EXERCISE REQUIREMENTS — Retype the data below, every word of it, exactly.

DATA RECORDS START

PR #6791, opened 2022-11-10
Removing ip-proto from hash_keys for Cisco-8000 Distributed Chassis

vperumal:
### Description of PR
In case of ip-proto hashing key in test_fib.py::test_hash, we have observed that the protocol by itself doesn’t contain enough entropy for proper distribution using the hashing logic. So for Cisco-8000 Distributed Chassis with T2 profile, we are skipping ip-proto hashing key.

Summary:
Fixes # (issue)

- [ ] Bug fix

### Back port request
- [ ] 201911
- [ ] 202012
- [x] 202205

In case of ip-proto hashing key in test_fib.py::test_hash, we have observed that the protocol by itself doesn’t contain enough entropy for proper distribution using the hashing logic. 

#### How did you do it?
For Cisco-8000 Distributed Chassis with T2 profile, we are skipping ip-proto hashing key.

Cisco-8000 Distribute Chassis

T2

### DIFF
--- a/tests/fib/test_fib.py
+++ b/tests/fib/test_fib.py
@@ -173,6 +173,10 @@ def hash_keys(duthost):
     if duthost.facts['asic_type'] in ["innovium"]:
         if 'ip-proto' in hash_keys:
             hash_keys.remove('ip-proto')
+    # removing ip-proto from hash_keys for Cisco-8000 Distributed Chassis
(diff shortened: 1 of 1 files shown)


vperumal:
FYI @abdosi

abdosi (approved):

PR #6818, opened 2022-11-14
[Python3] Migrate test_ip_packet.py to py3

lerry-lee:
### Description of PR

Migrate test_ip_packet.py to py3.

### Type of change

- [ ] Bug fix

### Back port request
- [ ] 201911
- [ ] 202012
- [ ] 202205

Migrate test_ip_packet.py to py3.

#### How did you do it?

`map()` in Python2 returns list object but in Python3 returns map object(it's actually an iterator), so add explicit convert to `list` to compatible with different versions

Run TC in Py2 and Py3, both passed.


yejianquan (approved):
LGTM

PR #6857, opened 2022-11-21
Adding and modifying files for VxLAN-CRM testcases.

rraghav-cisco:
The following tests are covered. The NHs are not counted, so they are done differently.

CRM cases are  pulled out of the main script, and will be kept in a seperate script.
- This is needed because the number of routes for CRM is different from the main script.
- The BFD scale will not work with the CRM, since the ptf can’t handle that many number of monitors.

The first one has 2 parts, one is number of routes and the other is number of nexthops. The nexthops count increments only if nexthop really changes. Since we use default route for all our traffic, this number doesn’t go up during the script execution.  So we use a different method(using arp entries) to check this.

### Description of PR
CRM cases are  pulled out of the main script, and will be kept in a seperate script.
- This is needed because the number of routes for CRM is different from the main script.
- The BFD scale will not work with the CRM, since the ptf can’t handle that many number of monitors.

The first one has 2 parts, one is number of routes and the other is number of nexthops. The nexthops count increments only if nexthop really changes. Since we use default route for all our traffic, this number doesn’t go up during the script execution.  So we use a different method(using arp entries) to check this.

Summary:
VxLAN CRM testcases.
### Type of change
- [ ] Bug fix

### Back port request
- [] 201911
- [X] 202012
- [X] 202205

Automating CRM tests in vxlan HLD.
#### How did you do it?
Implemented and added a new file.
Ran it on my testbed. Total runtime for 3 x4 cases is about 20 minutes.
- NIL -
T1, T1-lag
### Documentation
https://github.com/sonic-net/SONiC/blob/master/doc/vxlan/Overlay%20ECMP%20with%20BFD.md

### DIFF
--- a/tests/vxlan/conftest.py
+++ b/tests/vxlan/conftest.py
@@ -209,19 +209,36 @@ def pytest_addoption(parser):
     )
 
     vxlan_group.addoption(
-        "--include_crm",
-        action="store",
-        default=False,
-        type=bool,
-        help="Enable CRM tests."
-    )
-
-    vxlan_group.addoption(
         "--include_long_tests",
         action="store",
         default=False,
         type=bool,
         help="Run the long-running testcases."
+    )
+
+    vxlan_group.addoption(
+        "--crm_num_nexthops",
+        action="store",
+        default=4096,
+        type=int,
+        help="CRM:Number of available pool of nexthops."
+    )
+
+    vxlan_group.addoption(
+        "--crm_num_nexthop_groups",
+        action="store",
+        default=512,
+        type=int,
+        help="CRM:Number of Vnet nexthop groups."
+    )
+
+    vxlan_group.addoption(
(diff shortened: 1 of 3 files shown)


siqbal1986 (approved):
please create a cast for 202012

echuawu:
Hi I am integrating this script, and there is one question from me. Why did not you add topology mark in this script? It seems this script could be only run at t1 topology.

rraghav-cisco:
> Hi I am integrating this script, and there is one question from me. Why did not you add topology mark in this script? It seems this script could be only run at t1 topology.

@echuawu : Yes, I forgot to add a marker. Pls file a bug, or feel free to add a marker. Thanks.

echuawu:
Created a script bug:
https://github.com/sonic-net/sonic-buildimage/issues/15331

DATA RECORDS END

RESULT BELOW —
PR #6791, opened 2022-11-10
Removing ip-proto from hash_keys for Cisco-8000 Distributed Chassis

vperumal:
### Description of PR
In case of ip-proto hashing key in test_fib.py::test_hash, we have observed that the protocol by itself doesn’t contain enough entropy for proper distribution using the hashing logic. So for Cisco-8000 Distributed Chassis with T2 profile, we are skipping ip-proto hashing key.

Summary:
Fixes # (issue)

- [ ] Bug fix

### Back port request
- [ ] 201911
- [ ] 202012
- [x] 202205

In case of ip-proto hashing key in test_fib.py::test_hash, we have observed that the protocol by itself doesn’t contain enough entropy for proper distribution using the hashing logic. 

#### How did you do it?
For Cisco-8000 Distributed Chassis with T2 profile, we are skipping ip-proto hashing key.

Cisco-8000 Distribute Chassis

T2

### DIFF
--- a/tests/fib/test_fib.py
+++ b/tests/fib/test_fib.py
@@ -173,6 +173,10 @@ def hash_keys(duthost):
     if duthost.facts['asic_type'] in ["innovium"]:
         if 'ip-proto' in hash_keys:
             hash_keys.remove('ip-proto')
+    # removing ip-proto from hash_keys for Cisco-8000 Distributed Chassis
(diff shortened: 1 of 1 files shown)


vperumal:
FYI @abdosi

abdosi (approved):

PR #6818, opened 2022-11-14
[Python3] Migrate test_ip_packet.py to py3

lerry-lee:
### Description of PR

Migrate test_ip_packet.py to py3.

### Type of change

- [ ] Bug fix

### Back port request
- [ ] 201911
- [ ] 202012
- [ ] 202205

Migrate test_ip_packet.py to py3.

#### How did you do it?

`map()` in Python2 returns list object but in Python3 returns map object(it's actually an iterator), so add explicit convert to `list` to compatible with different versions

Run TC in Py2 and Py3, both passed.


yejianquan (approved):
LGTM

PR #6857, opened 2022-11-21
Adding and modifying files for VxLAN-CRM testcases.

rraghav-cisco:
The following tests are covered. The NHs are not counted, so they are done differently.

CRM cases are  pulled out of the main script, and will be kept in a seperate script.
- This is needed because the number of routes for CRM is different from the main script.
- The BFD scale will not work with the CRM, since the ptf can’t handle that many number of monitors.

The first one has 2 parts, one is number of routes and the other is number of nexthops. The nexthops count increments only if nexthop really changes. Since we use default route for all our traffic, this number doesn’t go up during the script execution.  So we use a different method(using arp entries) to check this.

### Description of PR
CRM cases are  pulled out of the main script, and will be kept in a seperate script.
- This is needed because the number of routes for CRM is different from the main script.
- The BFD scale will not work with the CRM, since the ptf can’t handle that many number of monitors.

The first one has 2 parts, one is number of routes and the other is number of nexthops. The nexthops count increments only if nexthop really changes. Since we use default route for all our traffic, this number doesn’t go up during the script execution.  So we use a different method(using arp entries) to check this.

Summary:
VxLAN CRM testcases.
### Type of change
- [ ] Bug fix

### Back port request
- [] 201911
- [X] 202012
- [X] 202205

Automating CRM tests in vxlan HLD.
#### How did you do it?
Implemented and added a new file.
Ran it on my testbed. Total runtime for 3 x4 cases is about 20 minutes.
- NIL -
T1, T1-lag
### Documentation
https://github.com/sonic-net/SONiC/blob/master/doc/vxlan/Overlay%20ECMP%20with%20BFD.md

### DIFF
--- a/tests/vxlan/conftest.py
+++ b/tests/vxlan/conftest.py
@@ -209,19 +209,36 @@ def pytest_addoption(parser):
     )
 
     vxlan_group.addoption(
-        "--include_crm",
-        action="store",
-        default=False,
-        type=bool,
-        help="Enable CRM tests."
-    )
-
-    vxlan_group.addoption(
         "--include_long_tests",
         action="store",
         default=False,
         type=bool,
         help="Run the long-running testcases."
+    )
+
+    vxlan_group.addoption(
+        "--crm_num_nexthops",
+        action="store",
+        default=4096,
+        type=int,
+        help="CRM:Number of available pool of nexthops."
+    )
+
+    vxlan_group.addoption(
+        "--crm_num_nexthop_groups",
+        action="store",
+        default=512,
+        type=int,
+        help="CRM:Number of Vnet nexthop groups."
+    )
+
+    vxlan_group.addoption(
(diff shortened: 1 of 3 files shown)


siqbal1986 (approved):
please create a cast for 202012

echuawu:
Hi I am integrating this script, and there is one question from me. Why did not you add topology mark in this script? It seems this script could be only run at t1 topology.

rraghav-cisco:
> Hi I am integrating this script, and there is one question from me. Why did not you add topology mark in this script? It seems this script could be only run at t1 topology.

@echuawu : Yes, I forgot to add a marker. Pls file a bug, or feel free to add a marker. Thanks.

echuawu:
Created a script bug:
https://github.com/sonic-net/sonic-buildimage/issues/15331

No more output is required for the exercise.